**Work to complete**
Starting at the line containing "Indeed. Name resolution" and ending at the line containing "Do you mean", print every line of the material below exactly, both ends included, and stop there.

**Data to process**

PR #29, opened 2019-11-21
Remember generated symbols

EliasC:
Whenever a new constructor is defined, instead of blindly
generating a new symbol, this commit makes it so that the symbol
for each combination of constructor and datatype is remembered and
reused. This means that two datatypes with the same names are
assumed to be "the same".

Two obvious TODOs:
- Names (and thereby, symbols) should not be resolved during
runtime, but via static analysis (i.e., typechecking).
- We currently ignore parameters of datatypes and look only at the
rightmost type in a chain of arrows.


elegios:
Some initial thoughts:

I assume that this is done since `use` re-runs `con` expressions (I don't know that this is the case, so please correct me if I'm wrong)?

Following on that I suspect that the more long term way to fix this is to introduce namespaces and have `use` utilize that mechanism.

As a user I would probably expect it to be impossible to define two constructors in the same scope. As someone that generates code I'd maybe like it to shadow a previous definition (but probably be a distinct constructor).

As a final note, the memoization makes some assumptions about the type system:
- A constructor can have arbitrary arity, but the implementation currently has 0-arity and 1-arity (i.e., a constructor can be "not yet applied" or "applied to a single argument", and both cases can be matched against, regardless of the declared type of the constructor).
- Each constructor declaration belongs to exactly one type, specified as the last type in an arrow-chain. I personally like the idea of either ad-hoc sum types or row-type sums, which runs a little bit counter to this since it allows a single constructor to be a part of many types.

EliasC:
> I assume that this is done since use re-runs con expressions (I don't know that this is the case, so please correct me if I'm wrong)?

That is correct. This means that the following test will currently fail
```
lang L
  syn S =
  | Foo
end

mexpr

let x = use L in Foo in
let y = use L in Foo in
utest x with y in
()
```

> Following on that I suspect that the more long term way to fix this is to introduce namespaces and have use utilize that mechanism.

Indeed. Name resolution should not be dynamic when it can be done in a static fashion.

> As a user I would probably expect it to be impossible to define two constructors *[with the same name]* in the same scope. As someone that generates code I'd maybe like it to shadow a previous definition (but probably be a distinct constructor).

It should most likely be disallowed if they belong to the same type (and it's probably a bad idea even if they don't). 

> A constructor can have arbitrary arity, but the implementation currently has 0-arity and 1-arity (i.e., a constructor can be "not yet applied" or "applied to a single argument", and both cases can be matched against, regardless of the declared type of the constructor).

Do you mean that `gencon` should check for constructors with arity higher than 1 (and raise an error)? I think it makes sense to use an OCaml-style "zero or one tuple argument" from a simplicity-standpoint, and higher-arity constructors (and implicit currying) can be a feature of some higher-level language.

> Each constructor declaration belongs to exactly one type, specified as the last type in an arrow-chain. I personally like the idea of either ad-hoc sum types or row-type sums, which runs a little bit counter to this since it allows a single constructor to be a part of many types.

I don't know about this... I might be thinking very much from an MLang perspective rather than an MExpr one, but I think a nice feature of MLang is that you always have the type of a constructor (as well as its entire interface). When you want to add new stuff, you do it in such a way that you know that you are complete (with respect to interpreters) and backwards-compatible with the existing language fragment. Being able to mix-and-match constructors across types might be powerful, but also seems quite complicated from a user-perspective (and possibly difficult to compile to efficient code, but I don't know this for sure). I have to think a bit more about this...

**Reply**
Indeed. Name resolution should not be dynamic when it can be done in a static fashion.

> As a user I would probably expect it to be impossible to define two constructors *[with the same name]* in the same scope. As someone that generates code I'd maybe like it to shadow a previous definition (but probably be a distinct constructor).

It should most likely be disallowed if they belong to the same type (and it's probably a bad idea even if they don't). 

> A constructor can have arbitrary arity, but the implementation currently has 0-arity and 1-arity (i.e., a constructor can be "not yet applied" or "applied to a single argument", and both cases can be matched against, regardless of the declared type of the constructor).

Do you mean that `gencon` should check for constructors with arity higher than 1 (and raise an error)? I think it makes sense to use an OCaml-style "zero or one tuple argument" from a simplicity-standpoint, and higher-arity constructors (and implicit currying) can be a feature of some higher-level language.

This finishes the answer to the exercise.